Retype the records below from their first line through the line containing "The test workflow isn't run on", and include nothing else.

##############################

Issue #2364, opened 2023-08-25
test workflow doesn't run on v1.x


rootulp:
## Context

A test is failing on the v1.x branch: https://github.com/celestiaorg/celestia-app/issues/2363 which made me wonder how this passed CI. It looks like the test workflow isn't running on the v1.x branch

## Problem

The test workflow isn't run on the v1.x branch. See https://github.com/celestiaorg/celestia-app/actions/workflows/test.yml?query=branch%3Av1.x

<img width="1711" alt="Screenshot 2023-08-25 at 2 44 57 PM" src="https://github.com/celestiaorg/celestia-app/assets/3699047/5e9619cb-ee04-4c7f-bccc-4a50c6f33bfd">

rootulp:
It looks like only the docker-security-build workflows run on v1.x

<img width="900" alt="Screenshot 2023-08-25 at 2 46 30 PM" src="https://github.com/celestiaorg/celestia-app/assets/3699047/0cc74caa-becf-4f59-a4b7-5a6e662271b9">

We should also run the test and lint workflows on v1.x

rootulp:
I'm quite confused b/c ci-release is supposed to run on all PRs

https://github.com/celestiaorg/celestia-app/blob/c90e61d5a2d0c0bd0e123df4ab416f6f0d141b7f/.github/workflows/ci-release.yml#L14

but there are no records of it running on v1.x branch https://github.com/celestiaorg/celestia-app/actions/workflows/ci-release.yml?query=branch%3Av1.x

rootulp:
Oh maybe the branch dropdown is the source branch not the target branch.

rootulp:
Ahh I think I have an explanation. The view on https://github.com/celestiaorg/celestia-app/commits/v1.x only shows that 3 workflows are run on the commits after they have been applied to the v1.x branch

The CI checks are actually running on the PRs prior to being merged to the v1.x branch. IMO we should have them run on the PR and on the v1.x branch so that it's easy to quickly identify when a commit was introduced that started failing a particular workflow (especially relevant b/c not all workflows are required prior to merge see https://github.com/celestiaorg/celestia-app/issues/2305).

PR #2365, opened 2023-08-25
ci: run ci-release workflow on release branches

rootulp:
Closes https://github.com/celestiaorg/celestia-app/issues/2364

Note this needs to be backported to v1.x before it will take effect.

## Testing

Tested on my fork. Before this PR, only docker-security-publish workflows run on commits after they merge to the v1.x branch. After this PR, the ci-release workflows also run.

Before | After
--- | ---
Screenshot 2023-08-25 at 4 00 00 PM | Screenshot 2023-08-25 at 4 00 06 PM


.github/workflows/ci-release.yml
```diff
@@ -6,6 +6,7 @@ on:
   push:
     branches:
       - main
+      - v1.x
     tags:
       - "v[0-9]+.[0-9]+.[0-9]+"
```
evan-forbes, line 11: could we generalize this branch to be any versioned branch like the tags below?

evan-forbes (commented):
:+1:

.github/workflows/ci-release.yml
evan-forbes: defo not blocking

cmwaters (approved):

.github/workflows/ci-release.yml
```diff
@@ -1,11 +1,12 @@
...
 
-# Trigger on push events to main (i.e. merges), pushing new semantic version
-# tags, all PRs, and manual triggers
+# Run this workflow on push events (i.e. PR merge) to main or release branches,
+# push events for new semantic version tags, all PRs, and manual triggers.
 on:
   push:
     branches:
       - main
+      - "v[0-9]+.x"
```
evan-forbes, line 9: maybe also
```suggestion
      - "v[0-9]+.x"
      - "v[0-9]+.[0-9]+.x"
```
stupid formatting question, does 0-9 just mean any number, or literally 0 through 9?

evan-forbes (approved):

.github/workflows/ci-release.yml
rootulp: - `[0-9]` means any digit
- `+` means 1 or more

hmm I think we only need `"v[0-9]+.[0-9]+.x"` if we intend on maintaining release branches for minor versions. In other words:

- `v1.x`
- `v1.0.x`
- `v1.1.x`
- `v1.2.x`

but I thought we were only planning on maintaining release branches per major version

PR #2614, opened 2023-10-05
feat: add ability to check if a QGB attestation is in store

SweeXordious:
## Overview

I will need this to check whether attestations are in store or not, without having to query them directly.

## Checklist


evan-forbes (approved):
seems reasonable

rootulp (approved):
[optional] a unit test that verifies the endpoint works as expected

cmwaters:
Is this just for testing or is there another use case for this? Shouldn't the store maintain all attestations within a range

SweeXordious:
> Is this just for testing or is there another use case for this? Shouldn't the store maintain all attestations within a range

It's actually for the orchestrator to check if an attestation is there without querying (as it will be done subsequently). This would be handy to fix a certain orchestrator issue we've had with Arabica. I am still not merging this until I am sure this is what's needed and not something else.

evan-forbes:
> I am still not merging this until I am sure this is what's needed and not something else.

can we convert to a draft and document/discuss the reasoning behind this in an issue? (we should still be able to merge if nothing needs to be changed)

SweeXordious:
good idea, thanks

PR #2635, opened 2023-10-09
chore: remove unnecessary legacy handler from qgb module

SweeXordious:
## Checklist


x/qgb/module.go
```diff
@@ -114,7 +114,7 @@ func (am AppModule) Name() string {
 
 // Route returns the capability module's message routing key.
 func (am AppModule) Route() sdk.Route {
-	return sdk.NewRoute(types.RouterKey, NewHandler(am.keeper))
+	return sdk.Route{}
```
rootulp, line 117: [noob question] why is this Route method considered legacy? I've found it confusing when Cosmos SDK deprecates things b/c there isn't a consistent practice: some things are labeled "legacy" but not actually deprecated or removed.

SweeXordious: 100% confusing. Well, the rationale is if the msg service is defined, then it will route the transaction correctly. Only if it is unable to that it will call the Legacy handler.  In our case, we have the msg service, so we can delete this one instead of having to maintain almost the same logic in two places

cmwaters: Here's where we perform the if statement just FYI:

https://github.com/celestiaorg/cosmos-sdk/blob/c525ad72ab1449d31115815f5832a68bc79d4ffd/baseapp/baseapp.go#L807

cmwaters: Fwiw they do mention it is deprecated under the interface itself here:

https://github.com/celestiaorg/cosmos-sdk/blob/c525ad72ab1449d31115815f5832a68bc79d4ffd/types/module/module.go#L156

It's just that renaming the method would be breaking so they can only add a comment

cmwaters (approved):
👍

evan-forbes (approved):

Issue #2570, opened 2023-09-22
Make distinct go modules for the `/pkg` directory and celestia-app modules in `/x`


evan-forbes:
In order to help downstream teams avoid dependency hell, we should begin using go modules for some of our packages similar to what most rust projects do.

We should at least do this for the `/pkg` and `/x` directories, but could go further by including a go.mod in each subdirectory of `/x`.

ref https://github.com/celestiaorg/rsmt2d/issues/248 + a bunch of issues in node and rollkit

rootulp:
Note: this should be easier to do for `pkg/shares` because https://github.com/celestiaorg/celestia-app/pull/2659 merged.

rootulp:
This seems close-able because we extracted https://github.com/celestiaorg/go-square . Note: go-square doesn't include the `/x` modules stated in the OP but I think those are less useful for downstream apps compared to the `/pkg` modules. Please re-open or open a new issue if you feel differently @cmwaters @evan-forbes

Issue #1105, opened 2022-12-12
Proposal: Add a byte before each transaction that indicates its type


evan-forbes:
We currently wrap PFB containing transactions with the share index so that other validators and rollups can check for blob inclusion. This is done by wrapping the normal sdk.Tx with a stuct that has the relevant metadata. When decoding transactions, we have to have some mechanism to check that the transaction has the described metadata while we decode the transaction with protobuf. We currently use a [hacky mechnism](https://github.com/celestiaorg/celestia-core/blob/de02bdadc97b54ab7c9a0483aaa8295e6e1e034d/types/tx.go#L211-L230) that forces an additional check during the decoding process. 

Instead of using the hacky mechanism, we should add a single byte before each transaction, which determines the type. Then parsers of transactions can check this byte and know how to parse the rest of the transaction.

rootulp:
Raw notes from sync:
- a user creates and signs a normal transaction. Before publishing their transaction to the mempool, they prefix their transaction with a special byte that indicates the type of the transaction. Something like:

```golang
const (
	IndexWrappedTx = 0x01
	BlobTx         = 0x02
	NormalTx       = 0x03
)
```

- block proposers can tamper with the type byte of a transaction prior to inclusion in a block but the state machine will try to de-serialize a transaction with the incorrect type and this should result in a no-op.
- `CheckTx` should include a switch statement that is based on the first byte of the transaction
- raw pseudocode in this [Go playground](https://go.dev/play/p/ywwmo4Va-3e)

rootulp:
The motivation for this issue was to make it easier for clients to parse PFB transactions. See:

> Then parsers of transactions can check this byte and know how to parse the rest of the transaction.

After a synchronous discussion, we decided to pursue https://github.com/celestiaorg/celestia-app/issues/1173 so we're putting this issue on pause. We can keep this issue open in case we revisit this proposal.

PR #2659, opened 2023-10-11
chore!: move blob protos to app under it's own package

cmwaters:
Ref: https://github.com/celestiaorg/celestia-app/issues/2570

This PR creates a `pkg/blob` where the protos for `Blob` and `BlobTx` is created. The intention is that this becomes it's own go.mod to avoid needing to depend on `celestia-core` and our `cosmos-sdk` fork. Other common structures like namespace should do the same so we can achieve some cannonical representation of the structs between node and core/app

The reason for creating the types here instead of in `celestia-core` is so that only `celestia-app` becomes a multi go.mod repo as opposed to either. Additionally, `Blob` and `BlobTx` were never part of the upstream CometBFT.

I also made the decision to have a single representation of blobs rather than a proto and go native. The reason being is one of simplification and performance. With large blobs, copying the data across to another type can lead to a noticeable impact. Having a single struct however does have the dowside of potential coversion errors from uint32 to uint8 so data needs to be validated before it can be used (this is also the same as before).

This PR also ports over the proofs. I have put this all under a common/v1 proto package.


pkg/appconsts/global_consts.go
```diff
@@ -13,16 +14,16 @@ import (
 // They can not change throughout the lifetime of a network.
 const (
 	// NamespaceVersionSize is the size of a namespace version in bytes.
-	NamespaceVersionSize = 1
+	NamespaceVersionSize = ns.NamespaceVersionSize
 	// NamespaceVersionMaxValue is the maximum value a namespace version can be.
 	// This const must be updated if NamespaceVersionSize is changed.
 	NamespaceVersionMaxValue = math.MaxUint8
```
rootulp, line 20: [extremely optional] It seems like this constant could also be exported by `pkg/namespace` and imported here

```suggestion
	// NamespaceVersionMaxValue is the maximum value a namespace version can be.
	// This const must be updated if NamespaceVersionSize is changed.
	NamespaceVersionMaxValue = ns.NamespaceVersionMaxValue
```

rootulp (approved):
👏 this is so clean, great work!

> I also made the decision to have a single representation of blobs rather than a proto and go native

I like this!

[discussion][not blocking] I think it may help contributors if we include a note on why there exists an `x/blob` module and a `pkg/blob` for types. I don't think there's a good place to put this yet but I guess we could add a directory overview section in the README.md. In the absence of that, we could put this note in `x/blob/README.md` or `pkg/blob/README.md` (would need to be created).

cmwaters:
> [discussion][not blocking] I think it may help contributors if we include a note on why there exists an x/blob module and a pkg/blob for types. I don't think there's a good place to put this yet but I guess we could add a directory overview section in the README.md. In the absence of that, we could put this note in x/blob/README.md or pkg/blob/README.md (would need to be created).

Yeah this makes sense. Can follow up in another PR

pkg/blob/blob.go
```diff
@@ -0,0 +1,96 @@
...
+	fmt "fmt"
+	math "math"
+	"sort"
+
+	"github.com/celestiaorg/celestia-app/pkg/namespace"
+)
+
+// ProtoBlobTxTypeID is included in each encoded BlobTx to help prevent
+// decoding binaries that are not actually BlobTxs.
+const ProtoBlobTxTypeID = "BLOB"
```
evan-forbes, line 15: [unrelated to this PR, just a comment no change needed]

I know that we need something like this atm, but there _has_ to be better solution to this

evan-forbes (approved):
I, and probably everyone, really appreciate the refactor to only have a single struct :fire:

pkg/blob/blob.go
evan-forbes: could maybe be solved with a flavor of https://github.com/celestiaorg/celestia-app/issues/1105

PR #2670, opened 2023-10-12
fix: nightly e2e workflow

cmwaters:
The workflow wasn't correctly pulling the latest version. This fixes that. It also updates the default to "latest"


rootulp (approved):
[question] in https://github.com/celestiaorg/celestia-app/actions/runs/6688978782/job/18171816590#step:5:39 why is the `v` getting removed from `version`? Does this PR also fix that or is that a separate issue?

cmwaters:
> [question] in https://github.com/celestiaorg/celestia-app/actions/runs/6688978782/job/18171816590#step:5:39 why is the `v` getting removed from `version`? Does this PR also fix that or is that a separate issue?

Yes this should fix it

SweeXordious (approved):

Issue #2361, opened 2023-08-25
CI workflow for `make test-short`


rootulp:
## Problem

We don't have a CI workflow for `make test-short` so we may accidentally introduce a new test that takes 10+ minutes to run and forget to add the skip in short mode.

## Proposal

Add a CI workflow for `make test-short` that times out if `make test-short` takes longer than 60 seconds.

sayeedkhannabil:
Is it possible to give more clarification on this issue?

tungbq:
Hello, I've proposed the new PR #2367 for this task. Could you please review this?

PR #2673, opened 2023-10-12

##############################

# REPLY TO THE EXERCISE:
Issue #2364, opened 2023-08-25
test workflow doesn't run on v1.x


rootulp:
## Context

A test is failing on the v1.x branch: https://github.com/celestiaorg/celestia-app/issues/2363 which made me wonder how this passed CI. It looks like the test workflow isn't running on the v1.x branch

## Problem

The test workflow isn't run on the v1.x branch. See https://github.com/celestiaorg/celestia-app/actions/workflows/test.yml?query=branch%3Av1.x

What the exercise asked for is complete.